The rainmaker

Preteen girls swoon for Hollywood mogul.


SPIRIT: STALLION OF THE CIMARRON

directed by Kelly Asbury and Lorna Cook with Matt Damon, James Cromwell, and Daniel Studi opens May 24 at Majestic Bay, Meridian, Metro, Oak Tree, and others


GIRLS LOVE HORSES. That’s the can’t-miss marketing idea behind Spirit, the newest animated feature from DreamWorks SKG. So it wasn’t surprising to find the Cinerama packed with preteen girls at a recent invitation-only preview screening. The event was lavishly underwritten by DreamWorks with mountains of food and a special appearance by none other than Jeffrey Katzenberg, the K in SKG, who bravely stood up to introduce the film and its co-directors. It leant a certain quaint road-show feeling to the premiere, a human touch, which all good marketing surely requires.

And Katzenberg is nothing if not a good marketer, having previously produced such animation hits as The Lion King, Prince of Egypt, and a certain little Oscar-winner called Shrek (the second-highest grossing movie of 2001). Moreover, the man has guts, facing down an audience that I, frankly, found terrifying. If Spirit didn’t start on time, I worried, they’d riot like The Day of the Locust. Yet Katzenberg coolly stood his ground like a Jedi in the ring, keeping his remarks short before a surprisingly polite crowd still balancing food-laden paper plates on their tiny knees. (Manners!)

Fortunately the show began on time, and fortunately it’s only 82 minutes long, making it an easily passed test of parental patience. The kids probably won’t notice that the tale is narrated in voice-over by a horse (Matt Damon) who otherwise never speaks. Instead, his bucolic herd emotes with a wide and expressive repertoire of whinneys and neighs. Where are the Bryan Adams ballads coming from? (Do horses sing?) Don’t worry; your children won’t care.

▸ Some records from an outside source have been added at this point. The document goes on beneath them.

PR #3492, opened 2026-05-22
fix: export CallModelInputFilter, CallModelData, ModelInputData, and RunOptions from top-level package

rmotgi1227:
`RunConfig.call_model_input_filter` accepts a `CallModelInputFilter` callable. To implement one, callers need `CallModelData` and `ModelInputData`. These types are defined in `run_config.py` (and listed in its `__all__`), but they are not re-exported from the top-level `agents` package.

`RunOptions` (the `TypedDict` version of `RunConfig` accepted by `Runner.run` / `Runner.run_streamed`) has the same gap.

```python
# currently breaks:
from agents import CallModelInputFilter  # ImportError
from agents import CallModelData         # ImportError
from agents import ModelInputData        # ImportError
from agents import RunOptions            # ImportError

# workaround (private module):
from agents.run_config import CallModelInputFilter, CallModelData, ModelInputData, RunOptions
```

The `ToolOutputTrimmer` extension already implements `CallModelInputFilter` and is documented as a public API, so users need these types to write their own filters.

The fix adds the four names to the `from .run import ...` block and to `__all__` in `src/agents/__init__.py`.


seratch:
@rmotgi1227 run_config is not a private module plus we don't intend to expose everything from top-level agents.

PR #3494, opened 2026-05-22
fix: export TracingConfig, TraceProvider, get_trace_provider, and TraceCtxManager from agents

adityasingh2400:
Four names are present in `agents.tracing.__all__` but are not re-exported from the top-level `agents` module: `TracingConfig`, `TraceProvider`, `get_trace_provider`, and `TraceCtxManager`. The first is documented as the type to pass via `RunConfig.tracing` for per-run trace export settings, and `get_trace_provider` is the natural counterpart to the already-exported `set_trace_provider`. `TraceProvider` is the abstract base for custom trace providers, and `TraceCtxManager` is the context manager used by `Runner.run` and `VoicePipeline.run` to manage trace lifecycles, so users wiring their own runners or pipelines need it from the public surface.

This is the same shape as the recent #3489 and #3490 export-gap fixes: every other name in `agents.tracing.__all__` already appears in `agents.__all__`, and these four were the remaining holdouts. The fix adds them to the `from .tracing import ...` block and to `__all__` in `src/agents/__init__.py`.

A regression test in `tests/tracing/test_tracing_exports.py` iterates `agents.tracing.__all__` and asserts every name is reachable from `agents` and listed in `agents.__all__`, so future drift between the two surfaces fails CI. It mirrors the pattern already used in `tests/test_exception_exports.py`.


seratch:
Thanks for sharing this change, however we don't intend to have everything in the exports from the top-level.

PR #3496, opened 2026-05-22
fix(mcp): use is not None to cache empty tools list correctly

rmotgi1227:
When an MCP server returns an empty tools list, `self._tools_list` is `[]` which is falsy. The cache check

```python
if self.cache_tools_list and not self._cache_dirty and self._tools_list:
```

treats an empty cached list the same as an uncached one, causing a redundant re-fetch on every subsequent `list_tools()` call even when `cache_tools_list=True` and the cache is clean.

The field is initialized to `None` (line 600) to mean "not yet fetched," so the correct guard is `is not None`.


seratch:
An empty list here is not expected plus if that happens, skipping the saved empty data should be fine

PR #3498, opened 2026-05-25
fix: clean up orphaned messages in delete_branch and propagate add_items metadata errors

### LINKED ISSUE #3346: AdvancedSQLiteSession.delete_branch() leaves branch-only messages in the base table

### LINKED ISSUE #3348: AdvancedSQLiteSession.add_items can report success after structure metadata failure

kimnamu:
### Summary

Two correctness fixes for `AdvancedSQLiteSession`, each with a regression test.

**#3346** — `delete_branch()` removes `message_structure` rows but never cleans up the
actual messages, leaking storage indefinitely. The fix reuses the existing
`_cleanup_orphaned_messages_sync()` (which `add_items()` already calls on failure)
so there's no new deletion logic — just a missing call site.

**#3348** — `add_items()` catches `_insert_structure_metadata()` failures, runs cleanup,
but then returns normally. Callers cannot distinguish success from partial failure.
The fix adds a `raise RuntimeError(...) from e` after the existing cleanup block (3 lines).

### Approach

Both fixes reuse existing infrastructure rather than introducing new code:

| Fix | Approach | Why |
|-----|----------|-----|
| #3346 | Call `self._cleanup_orphaned_messages_sync(conn)` after structure deletion | This method already exists at L491 and uses the same `LEFT JOIN ... IS NULL` pattern — no new query logic needed |
| #3348 | Add `raise RuntimeError(...) from e` after the existing `except` cleanup block | The cleanup + logging already exists; only the re-raise was missing |

### Before / After

| Scenario | Before (main) | After (this PR) |
|----------|---------------|-----------------|
| `delete_branch("feat")` with branch-only messages | `message_structure` deleted, orphan rows stay in `messages_table` forever | Orphans removed via existing `_cleanup_orphaned_messages_sync()` |
| `add_items([...])` when metadata fails | Logs error, returns `None` — caller assumes success | Raises `RuntimeError` with cause chain; caller can handle or retry |
| Run Test | image |  image |
| Existing test suite | 36 pass | 36 pass (zero regressions) + 2 new |

### Test plan

- All 36 pre-existing tests pass unchanged (zero regressions)
- `test_delete_branch_cleans_up_orphaned_messages`: creates branch-only messages, deletes branch, asserts `messages_table` is clean
- `test_add_items_raises_on_structure_metadata_failure`: monkeypatches metadata insertion to fail, asserts `RuntimeError` and verifies orphan cleanup ran

```
$ uv run pytest tests/extensions/memory/test_advanced_sqlite_session.py -v
...
38 passed in 0.22s
```
image

### Issue number

Closes #3346
Closes #3348

### Checks

### DIFF
--- a/src/agents/extensions/memory/advanced_sqlite_session.py
+++ b/src/agents/extensions/memory/advanced_sqlite_session.py
@@ -153,6 +153,9 @@ class AdvancedSQLiteSession(SQLiteSession):
                     except Exception as cleanup_error:
                         conn.rollback()
                         self._logger.error(f"Failed to cleanup orphaned messages: {cleanup_error}")
+                    raise RuntimeError(
+                        f"Failed to persist structure metadata for session {self.session_id}"
+                    ) from e
 
         await asyncio.to_thread(_add_items_sync)
 
@@ -788,12 +791,18 @@ class AdvancedSQLiteSession(SQLiteSession):
 
                     conn.commit()
 
-                    return usage_deleted, structure_deleted
+                    # Clean up messages that are no longer referenced by any branch.
+                    orphaned_deleted = self._cleanup_orphaned_messages_sync(conn)
+                    if orphaned_deleted:
+                        conn.commit()
 
-        usage_deleted, structure_deleted = await asyncio.to_thread(_delete_sync)
+                    return usage_deleted, structure_deleted, orphaned_deleted
+
+        usage_deleted, structure_deleted, orphaned_deleted = await asyncio.to_thread(_delete_sync)
 
         self._logger.info(
-            f"Deleted branch '{branch_id}': {structure_deleted} message entries, {usage_deleted} usage entries"  # noqa: E501
+            f"Deleted branch '{branch_id}': {structure_deleted} structure entries, "
+            f"{usage_deleted} usage entries, {orphaned_deleted} orphaned messages removed"
         )
 
     async def list_branches(self) -> list[dict[str, Any]]:
--- a/tests/extensions/memory/test_advanced_sqlite_session.py
+++ b/tests/extensions/memory/test_advanced_sqlite_session.py
@@ -2,6 +2,7 @@
 
 import asyncio
 import json
+import sqlite3
 import tempfile
 from pathlib import Path
 from typing import Any, cast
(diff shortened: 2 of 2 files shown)


kimnamu:
@codex review

kimnamu:
Closing in favor of two focused, single-issue PRs to make review easier:

- #3526 — #3346 orphaned message cleanup in `delete_branch`
- #3527 — #3348 propagate `add_items` structure metadata failures

Both reuse the session's existing helpers and each ships with its own regression test. The `AdvancedSQLiteSession` internals (especially the shared `_cleanup_orphaned_messages_sync` helper) made these fixes very clean to slot in — thanks for the well-structured code. Happy to adjust anything on the new PRs.

PR #3504, opened 2026-05-26
fix(runloop): declare SDK model aliases for type checkers

sakinaroufid:
### Summary

This pull request fixes the Runloop sandbox backend's exported SDK model aliases so the backend type-checks cleanly without changing runtime behavior.

The Runloop extension already exports `RunloopAfterIdle`, `RunloopLaunchParameters`, and `RunloopUserParameters` as public symbols, but `sandbox.py` defined them as plain runtime aliases and then reused them in type positions. Pyright and mypy treated those names as variables rather than type aliases and rejected the file when checked directly.

The patch makes those exports explicit `TypeAlias` declarations and adds a concrete annotation for the launch-parameter payload mapping. It also includes a small test-only typing cleanup for `asyncio.eager_task_factory` so the branch does not inherit an existing mypy failure from `main` on the repo's supported Python floor.

### Test plan

- Ran `bash .agents/skills/code-change-verification/scripts/run.sh`
- Ran `make coverage`
- Ran `uv run --python 3.12 pytest tests/test_run_step_execution.py -q -k eager_task_factory`
- Ran `env UV_PROJECT_ENVIRONMENT=.venv_310 uv run --python 3.10 pytest tests/test_run_step_execution.py -q -k eager_task_factory`

### Issue number

N/A

### Checks

### DIFF
--- a/src/agents/extensions/sandbox/runloop/sandbox.py
+++ b/src/agents/extensions/sandbox/runloop/sandbox.py
@@ -22,7 +22,7 @@ import uuid
 from collections.abc import Sequence
 from dataclasses import dataclass
 from pathlib import Path, PurePosixPath
-from typing import TYPE_CHECKING, Any, Literal, cast
+from typing import TYPE_CHECKING, Any, Literal, TypeAlias, cast
 from urllib.parse import urlsplit
 
 from pydantic import BaseModel, Field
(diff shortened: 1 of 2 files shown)


sakinaroufid:
@codex review

PR #3509, opened 2026-05-26
fix: remove dependency on types-requests

### LINKED ISSUE #3507: Remove dependency on types-requests
### Please read this first

### Describe the feature

rouge8:
### Summary

Requests 2.34.0 and newer includes inline type hints.

### Test plan

`make typecheck`

### Issue number

Fixes #3507.

### Checks

### DIFF
--- a/pyproject.toml
+++ b/pyproject.toml
@@ -12,7 +12,6 @@ dependencies = [
     "griffelib>=2, <3",
     "typing-extensions>=4.12.2, <5",
     "requests>=2.0, <3",
-    "types-requests>=2.0, <3",
     "websockets>=15.0, <17",
     "mcp>=1.19.0, <2; python_version >= '3.10'",
 ]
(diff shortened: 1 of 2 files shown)


seratch:
Thanks for sharing this. requests 2.34 is pretty new, so we'd like to hold off removing types-requests at this moment.

rouge8:
There shouldn't be any behavior changes for any users of the library. Keeping the dependency means that any users of the library can't upgrade requests and have correct type-checking behavior though.

seratch:
Yes, you're right. We'll merge this change eventually, but I just wanted to wait and see the adoption for a short period of time.

seratch (approved):
Thanks for following up on this. The original reason to wait was that Requests 2.34 had just shipped. Requests 2.34.2 has now been available for more than a month, and I confirmed that types-requests overrides its inline annotations in mypy.

PR #3510, opened 2026-05-27
Copilot/update generate content config

Pjrich1313:
``


seratch:
Thanks for sharing this, but we don't see the necessity to have this change for now.

PR #3519, opened 2026-05-28
fix: move types-requests to dev dependencies

### LINKED ISSUE #3507: Remove dependency on types-requests

JackJoltClick:
Closes #3507

types-requests is a type stub package that's only used during development for type checking. It shouldn't be a runtime dependency.

This moves it to the dev dependency group where it belongs, matching how other type packages like types-pynput are handled in this project.


seratch:
Resolved by #3509

PR #3521, opened 2026-05-28
test: add coverage for empty tool descriptions

JackJoltClick:
Adds comprehensive test coverage for edge cases around tool descriptions, including None, empty string, and whitespace-only values.

The tests verify current behavior:
- FunctionTool preserves whitespace descriptions exactly
- Empty string doesn't override docstring (falsy value)
- Handoff falls back to default for falsy descriptions
- Both accept and preserve whitespace-only descriptions

No functionality changes, only test additions to improve coverage.


seratch:
Thanks for sharing this, but we don't see the necessity to add these for now.

PR #3526, opened 2026-05-29
fix: #3346 clean up orphaned messages in delete_branch

kimnamu:
### Summary

`delete_branch()` removes the branch's `message_structure` rows but never cleans up the underlying messages, so messages that were only referenced by the deleted branch stay in the messages table indefinitely.

The session already has a well-factored `_cleanup_orphaned_messages_sync()` helper (the same one `add_items()` relies on for its failure path), so this fix simply calls it after the structure rows are deleted — no new deletion logic, just the missing call site. The log line now also reports how many orphaned messages were removed.

| Scenario | Before (main) | After (this PR) |
|----------|---------------|-----------------|
| `delete_branch("feature")` with branch-only messages | `message_structure` rows deleted, but the messages stay in `messages_table` forever | Orphaned messages removed via the existing `_cleanup_orphaned_messages_sync()` helper |
| Shared messages (referenced by another branch) | Retained | Retained (unchanged) |
| Log output | `Deleted branch 'feature': N message entries, M usage entries` | `Deleted branch 'feature': N structure entries, M usage entries, K orphaned messages removed` |
| New deletion logic introduced | — | None — reuses existing helper |

### Test plan

Adds `test_delete_branch_cleans_up_orphaned_messages`, a regression test that creates a branch-only message, deletes the branch, and asserts the orphaned message is gone while the shared message remains.

```console
$ uv run pytest tests/extensions/memory/test_advanced_sqlite_session.py::test_delete_branch_cleans_up_orphaned_messages -v
tests/extensions/memory/test_advanced_sqlite_session.py::test_delete_branch_cleans_up_orphaned_messages PASSED [100%]
1 passed in 0.26s
```

### Issue number

Closes #3346.

> Note: this is one half of #3498, split into a single-issue PR as suggested for easier review. The other half (#3348) is in #3527.

### Checks

- [x] I've added new tests (if relevant)
- [ ] I've added/updated the relevant documentation
- [x] I've run `make lint` and `make format`
- [x] I've made sure tests pass

PR #3527, opened 2026-05-29
fix: #3348 propagate add_items structure metadata failure

### LINKED ISSUE #3348: AdvancedSQLiteSession.add_items can report success after structure metadata failure

kimnamu:
### Summary

`add_items()` wraps `_insert_structure_metadata()` in a `try/except` that rolls back, logs, and runs orphan cleanup — but then returns normally, so callers can't tell a partial failure from a success.

This adds a single `raise RuntimeError(...) from e` after the existing cleanup block, so the failure surfaces to the caller while preserving the original exception via `from e`. The existing rollback, logging, and cleanup behaviour is untouched.

| Scenario | Before (main) | After (this PR) |
|----------|---------------|-----------------|
| `_insert_structure_metadata()` raises | Exception swallowed; `add_items()` returns normally | `RuntimeError` raised with original exception chained via `from e` |
| Caller observability | Cannot distinguish partial failure from success | Failure surfaces to the caller |
| Rollback / logging / orphan cleanup | Performed | Performed (unchanged) |
| Successful path | Returns normally | Returns normally (unchanged) |

### Test plan

Adds `test_add_items_raises_on_structure_metadata_failure`, which forces `_insert_structure_metadata` to raise, then asserts `add_items()` raises `RuntimeError` and that the orphaned message was still cleaned up.

```console
$ uv run pytest tests/extensions/memory/test_advanced_sqlite_session.py::test_add_items_raises_on_structure_metadata_failure -v
tests/extensions/memory/test_advanced_sqlite_session.py::test_add_items_raises_on_structure_metadata_failure PASSED [100%]
1 passed in 0.18s
```

### Issue number

Closes #3348.

> Note: this is one half of #3498, split into a single-issue PR as suggested for easier review. The other half (#3346) is in #3526.

### Checks

### DIFF
--- a/src/agents/extensions/memory/advanced_sqlite_session.py
+++ b/src/agents/extensions/memory/advanced_sqlite_session.py
@@ -153,6 +153,9 @@ class AdvancedSQLiteSession(SQLiteSession):
                     except Exception as cleanup_error:
                         conn.rollback()
                         self._logger.error(f"Failed to cleanup orphaned messages: {cleanup_error}")
+                    raise RuntimeError(
+                        f"Failed to persist structure metadata for session {self.session_id}"
+                    ) from e
 
         await asyncio.to_thread(_add_items_sync)
 
--- a/tests/extensions/memory/test_advanced_sqlite_session.py
+++ b/tests/extensions/memory/test_advanced_sqlite_session.py
@@ -2,6 +2,7 @@
 
 import asyncio
 import json
+import sqlite3
 import tempfile
 from pathlib import Path
 from typing import Any, cast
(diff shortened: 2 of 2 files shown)


kimnamu:
Hi @seratch, thank you for all your work maintaining this SDK! 🙏

Gently following up on this one — it fixes #3348 (which is still open). I noticed the CI checks haven't run yet; I believe that's because this is my first contribution from a fork, so the workflows need a maintainer's approval to start. Whenever you have a moment, would you mind approving the run? No rush at all.

To make review easier, I ran the full check suite locally against the current branch and everything passes:

- `ruff check` → All checks passed
- `mypy` (changed file) → Success: no issues found
- `pytest tests/extensions/memory/test_advanced_sqlite_session.py` → **37 passed** (includes the regression test added for #3348)

The change is small (+32/-0) and the branch still merges cleanly against `main`. Happy to rebase or make any adjustments you'd like — thanks again for considering this!

kimnamu:
Still relevant and ready for review — rebased context: this is one half of #3498, split per maintainer suggestion into a single-issue PR. The change is minimal (a focused fix + a regression test that passes locally via `uv run pytest`), and the linked issue (#3348) is still open. Happy to rebase or adjust if a maintainer can take a look. Thanks!

kimnamu:
Thanks @scosemicolon — that's a really helpful framing, and I agree with the core of it.

This PR already implements the part you emphasized: instead of wrapping the failure in a broad `except` that logs and returns (the current false-success behavior), it lets the metadata failure escape after rollback via `raise RuntimeError(...) from e`, so callers get a clean retry signal with the original exception chained. The regression test forces `_insert_structure_metadata` to raise and asserts the caller sees the `RuntimeError`.

On the deeper point — treating `_cleanup_orphaned_messages_sync()` as repair tooling rather than the correctness path — you're right. The root cause is that `add_items()` commits the base-message insert **before** attempting the structure insert (`_insert_items(conn); conn.commit()` then `_insert_structure_metadata`), so a metadata failure can't be undone by a single rollback and relies on cleanup. Making the two writes truly commit-or-roll-back as one unit (dropping that intermediate commit) is the proper fix, but it's a larger change to the transaction structure than this PR intends.

To keep this PR minimal and low-risk — it's scoped to the reported #3348 symptom (silent false success) — I've kept the atomicity refactor out of scope. I'm happy to either:
1. extend the test here to assert the transaction-boundary contract directly (both `messages` and `message_structure` unchanged after the failed call), reflecting your point 4, or
2. open a follow-up that removes the intermediate commit so cleanup is no longer load-bearing.

Happy to do whichever the maintainers prefer. Thanks again for the careful review!

seratch:
Resolved by #3349

PR #3537, opened 2026-05-31
Move types-requests to dev dependencies

### LINKED ISSUE #3507: Remove dependency on types-requests

PeterTianbuhan:
### Summary

Move `types-requests` out of the published runtime dependency list and into the dev dependency group. Update `uv.lock` so `openai-agents` no longer advertises `types-requests` in `requires-dist`, while local development still installs it for type-checking.

This addresses #3507: `types-requests` is a stub package and does not affect runtime behavior. Keeping it in runtime dependencies makes regular installs pull an unnecessary package, and recent `requests` releases include inline type hints.

### Test plan

- `uv lock --check`
- `uv tree --no-dev --package openai-agents` confirmed no `types-requests` in the non-dev install tree
- `git diff --check`
- `make sync`

### Issue number

Closes #3507

### Checks

- [ ] I've added new tests (not relevant: dependency metadata only)
- [ ] I've added/updated the relevant documentation (not relevant: dependency metadata only)

### DIFF
--- a/pyproject.toml
+++ b/pyproject.toml
@@ -12,7 +12,6 @@ dependencies = [
     "griffelib>=2, <3",
     "typing-extensions>=4.12.2, <5",
     "requests>=2.0, <3",
-    "types-requests>=2.0, <3",
     "websockets>=15.0, <17",
     "mcp>=1.19.0, <2; python_version >= '3.10'",
 ]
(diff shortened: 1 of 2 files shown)


seratch:
Resolved by #3509

PR #3689, opened 2026-06-24
fix: close Chat Completions streams on early exit

fallintoplace:
## Summary

- Add Chat Completions stream cleanup helpers matching the Responses model behavior.
- Close the underlying provider stream in `stream_response()` when iteration ends early or normally.
- Schedule provider stream cleanup in the background when caller cancellation is in progress.
- Add a regression test that closes the async generator early and verifies the provider stream is closed.

## Why

The Chat Completions streaming path previously yielded converted events from the provider stream without closing the underlying HTTP/SSE stream if the caller stopped early. That can leave provider resources open longer than intended.

## Tests

- `uv run pytest tests/models/test_openai_chatcompletions_stream.py::test_stream_response_close_closes_provider_stream`
- `uv run pytest tests/models/test_openai_chatcompletions_stream.py`
- `uv run ruff check src/agents/models/openai_chatcompletions.py tests/models/test_openai_chatcompletions_stream.py`


seratch (changes requested):
Thanks for the contribution. The implementation aligns with the existing Responses cleanup behavior and looks sound.

Before merging, please update the regression test to exercise asynchronous `close()`, which is the method exposed by the actual OpenAI `AsyncStream`, rather than only testing `aclose()`. The broader cancellation behavior is already covered by the equivalent Responses tests and does not need to be duplicated here.

Once that focused test change is made, this should be ready to merge.

seratch (approved):

PR #3693, opened 2026-06-25
feat: support @function_tool on instance methods (closes #94)

### LINKED ISSUE #94: Add `method_tool` Functionality

fede-kamel:
### Summary

Makes `@function_tool` work on **instance methods**. Today, decorating a method and passing the bound method fails because `self` ends up in the JSON schema (and isn't supplied at call time):

```python
class Tools:
    @function_tool
    def get_random_number(self) -> int: ...

agent = Agent(..., tools=[Tools().get_random_number])
# -> BadRequestError: schema for 'self' must have a 'type' key
```

This implements the descriptor protocol on `FunctionTool`: when a method-backed tool is accessed via an instance, `__get__` returns a copy **bound to that instance**. Binding rebuilds the tool from the bound method (whose signature omits `self`), so the schema and invocation are correct and `self` is passed automatically. Bound tools are cached per instance.

- Module-level `@function_tool` functions are unaffected (only tools whose first parameter is `self` get a binder; class/non-instance access returns the tool unchanged).
- Reuses the existing tool-construction path, so descriptions, guardrails, approval, timeouts, strict-schema, etc. are preserved on the bound tool.

This addresses @rm-openai's "I'll take a look" on the issue and removes the need for the `function_tool(instance.method)` workaround.

### Test plan

- New `tests/test_function_tool_methods.py`: `self` excluded from schema; invocation supplies `self`; distinct instances bind independently; per-instance caching; class-level access returns the unbound tool; module-level functions unaffected; and an end-to-end `Runner.run` with a `FakeModel` calling the bound method.
- `tests/test_function_tool.py` + `tests/test_function_schema.py` (75 tests) still pass — no regression.
- `make format`, `make lint`, `make typecheck` (mypy + pyright) clean. Docs example added under Tools › Function tools.

### Issue number

Closes #94

### Checks


fede-kamel:
Following up on the `duplicate` label — this overlaps with the earlier #3458, which takes the same bind-on-instance-access approach to instance-method tools. I'm happy to close this one in favor of #3458 if that's the preferred candidate, or to consolidate this PR's extra regression tests and docs there. Whichever is easiest for review.

fede-kamel:
Closing in favor of the earlier #3458, which takes the same approach. Happy to see instance-method support land through that PR.

PR #3695, opened 2026-06-26
Validate tool output trimmer allowlist entries

CodingFeng101:
## Summary
- Validate every `trimmable_tools` iterable member is a string
- Add a focused regression test for mixed-type allowlists

## Why
`ToolOutputTrimmer.trimmable_tools` accepts a string or iterable of strings. Passing an iterable with a non-string member currently succeeds silently and stores that value in the allowlist, making configuration mistakes harder to diagnose when tool outputs are not trimmed as expected.

This keeps valid string and iterable configurations unchanged, but fails fast for invalid mixed-type iterables.

## Validation
- `python -m pytest tests/extensions/test_tool_output_trimmer.py -q`
- `python -m ruff check src/agents/extensions/tool_output_trimmer.py tests/extensions/test_tool_output_trimmer.py`
- `python -m ruff format --check src/agents/extensions/tool_output_trimmer.py tests/extensions/test_tool_output_trimmer.py`
- `git diff --check`

### DIFF
--- a/src/agents/extensions/tool_output_trimmer.py
+++ b/src/agents/extensions/tool_output_trimmer.py
@@ -85,6 +85,8 @@ class ToolOutputTrimmer:
                 trimmable_tools = self.trimmable_tools
             else:
                 trimmable_tools = frozenset(self.trimmable_tools)
+            if not all(isinstance(tool_name, str) for tool_name in trimmable_tools):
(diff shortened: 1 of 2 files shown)


seratch:
Thanks for the suggestion. The type hint for trimmable_tools clearly tells the elements must be string, plus I don't think this is confusing. For these reasons, let me close this PR now. Thanks again for your interest!

Issue #3697, opened 2026-06-27
Pattern: external governance gate via on_tool_start (independent /review before irreversible tool calls)


babyblueviper1:
The SDK already ships `on_tool_start` / `on_tool_end` and a set of guardrail examples — `input_guardrails.py`, `output_guardrails.py`, `llm_as_a_judge.py`. One pattern that falls between these is an **external governance gate**: a second opinion that isn't the same model, running before high-stakes tool execution, with a signed verifiable proof attached.

`llm_as_a_judge.py` uses the model to grade its own output. The complement: an independent party that isn't the engine, so the grade isn't from the optimist that produced the work.

**Pattern using `on_tool_start`:**

```python
import httpx
from agents import RunHooks, RunContextWrapper, Agent, Tool

REVIEW_URL = "https://api.babyblueviper.com/review"
HIGH_STAKES_TOOLS = {"shell", "apply_patch", "file_write", "deploy", "transfer", "swap"}

class GovernanceHooks(RunHooks):
    async def on_tool_start(
        self, context: RunContextWrapper, agent: Agent, tool: Tool
    ) -> None:
        if tool.name not in HIGH_STAKES_TOOLS:
            return

        async with httpx.AsyncClient() as client:
            try:
                r = await client.post(
                    REVIEW_URL,
                    json={
                        "artifact_type": "tool_call",
                        "artifact": {
                            "tool": tool.name,
                            # tool.args available at on_tool_start via ToolContext
                            "args": getattr(context, "tool_arguments", {}),
                        },
                        "sign": True,  # returns a signed, recomputable proof
                    },
                    timeout=5.0,
                )
                if r.status_code == 200:
                    data = r.json()
                    if data.get("verdict") == "reject":
                        raise ValueError(
                            f"[Governance] {tool.name} blocked: {data.get('summary')}\n"
                            f"proof: {data.get('proof', {}).get('id')}"
                        )
                    # proof_id can be logged or attached to context for audit trail
            except httpx.TimeoutException:
                pass  # advisory — never block on gate unavailability

# wire it
result = await Runner.run(agent, input="...", hooks=GovernanceHooks())
```

**Why external matters for high-stakes tools:**

The existing guardrails run the same model on its own output — useful for formatting or safety checks, but the model that decided to call `shell` is also grading whether `shell` should be called. For high-stakes irreversible actions (deploy, pay, delete, trade), the grade coming from the same engine is the problem.

An external gate:
[...]

PR #3699, opened 2026-06-28
docs: add external governance gate example

tarunag10:
## Summary
- add an `external_governance_gate.py` agent pattern using `RunHooks.on_tool_start`
- document when to use automated governance gates versus manual HITL interruptions
- link the new example from the examples index

## Test plan
- `uv run ruff check examples/agent_patterns/external_governance_gate.py`
- `uv run python -m py_compile examples/agent_patterns/external_governance_gate.py`
- `git diff --check`

Related: https://github.com/openai/openai-agents-python/issues/3697

### DIFF
--- a/docs/examples.md
+++ b/docs/examples.md
@@ -21,6 +21,7 @@ Check out a variety of sample implementations of the SDK in the examples section
     -   Human-in-the-loop with tool approval and state serialization (`examples/agent_patterns/human_in_the_loop.py`)
     -   Human-in-the-loop with streaming (`examples/agent_patterns/human_in_the_loop_stream.py`)
     -   Custom rejection messages for approval flows (`examples/agent_patterns/human_in_the_loop_custom_rejection.py`)
+    -   External governance gates before local tool execution (`examples/agent_patterns/external_governance_gate.py`)
 
 -   **[basic](https://github.com/openai/openai-agents-python/tree/main/examples/basic):**
     These examples showcase foundational capabilities of the SDK, such as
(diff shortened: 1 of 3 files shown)


babyblueviper1:
@tarunag10 — thank you for turning #3697 into a runnable example. The `on_tool_start` fail-closed gate is exactly the right primitive, and separating "automated policy/audit gate" from "manual HITL interruption" is the distinction the docs were missing. The `refund_order` threshold case lands it cleanly.

One enhancement worth a line, since the docs already gesture at it ("store policy receipts if you need an audit trail"): a gate is most useful when its decision is **recomputable, not opaque**, and leaves a **portable receipt**. Two small shape suggestions for `external_policy_allows`:

1. **Return a structured verdict, not a bare bool** — `{verdict, reasons[], recompute}` — so a denial is explainable and a third party can re-derive it from the same tool args. The refund check is already deterministic (`amount_usd > 100` → deny), so it's recomputable by construction; surfacing *why* makes the gate auditable after the fact.
2. **Return a receipt bound to the tool call** (tool name + args hash + decision + timestamp), ideally signed, so "this call was denied/allowed *before* it executed" is provable later without trusting the app's own logs. That's the difference between an audit trail you keep and one a counterparty can check.

For anyone who wants a drop-in for the placeholder: an independent verifier like `/review` (the service behind #3697) returns exactly that shape — a recomputable verdict plus a portable signed proof — and there's an open, vendor-neutral conformance suite for what a pre-execution gate should satisfy (recomputable verdict binding, independent admission, pre-execution anchoring) if folks want to compare gate implementations. Happy to contribute a short variant of the example showing the receipt-returning shape if it'd help.

Either way it's a good addition as-is — glad to see the pattern documented.

seratch:
Closing this for the reason I mentioned at https://github.com/openai/openai-agents-python/issues/3697#issuecomment-4827966915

MEANWHILE, YOU can admire the animation, which combines Shrek-style CGI background depth with more traditionally flat animated figures in the fore, like Johnny Quest sneaking into a Renoir. In an interview after the film with Katzenberg and the directors, this fusion of old and new was on everyone’s lips. “Marry the two is really what we try to do,” says co-director Kelly Asbury.

Parents will find Spirit‘s backdrop imagery familiar for good reason, Asbury explains. “We utilized the icons of the American West,” like Glacier National Park, Grand Teton National Park, etc. He further cites “the paintings of Frederic Remington and Charles Russell and Frank Tenney Johnson and James Reynolds and all those great Western artists . . . we wanted to step into those canvases.”

Well, once inside those canvasses, Spirit‘s story is pretty sketchy and one- dimensional. Spirit grows to be a mighty stallion in an American pastoral, but eventually his curiosity leads him from natural idyll to evil civilization, where a mean army colonel (James Cromwell) threatens to break Spirit’s, um, spirit. Parents may briefly feel alarmed when it appears that the blacksmith is about to geld our hero—cover their eyes!–but, no, he only wants to clip Spirit’s mane. Escaping to freedom, Spirit finds that not all mankind is so nefarious; a Lakota (Daniel Studi) treats him kindly and hooks him up with a pretty little filly named Rain. Over and over Spirit returns to its money shot—which is essentially horses running endlessly through romantic landscapes.

This is the kind of family-friendly storytelling, says Katzenberg, that’s driving the animation boom. Yet, he argues, “I don’t really see them as kids’ films. Shrek and Chicken Run and Antz and Spirit—these movies are made very much to work for an adult audience.” (Such assertions were unsupported at the screening where, unlike Shrek, neither parents nor childless critics shared the kids’ rapture.)

So does the animation boom follow the Gen-Y demographic boom? “I’ve never thought of it like that,” Katzenberg avers. Yet he is quite correct in pointing out that while showbiz is cyclical, bad movies never draw an audience—no matter how large their potential demographic. The installed base of preteen horse lovers doesn’t match that of, say, Harry Potter readers, but Spirit‘s small, satisfied viewers have much lower expectations.